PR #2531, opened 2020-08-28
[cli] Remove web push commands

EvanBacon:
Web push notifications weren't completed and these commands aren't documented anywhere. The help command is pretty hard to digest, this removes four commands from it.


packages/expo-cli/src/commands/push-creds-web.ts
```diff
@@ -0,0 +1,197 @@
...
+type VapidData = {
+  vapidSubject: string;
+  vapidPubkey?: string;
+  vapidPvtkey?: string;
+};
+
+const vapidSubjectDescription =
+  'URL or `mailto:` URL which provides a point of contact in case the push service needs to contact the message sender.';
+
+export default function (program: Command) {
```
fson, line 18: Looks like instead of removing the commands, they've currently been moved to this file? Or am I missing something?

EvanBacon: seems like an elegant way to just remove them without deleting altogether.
==
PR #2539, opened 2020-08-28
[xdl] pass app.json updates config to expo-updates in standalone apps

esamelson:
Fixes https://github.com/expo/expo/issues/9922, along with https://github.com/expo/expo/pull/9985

Task directions →
For every line of the entries above that holds "push", add one to a tally, and report only the final count.

Exercise solution →
4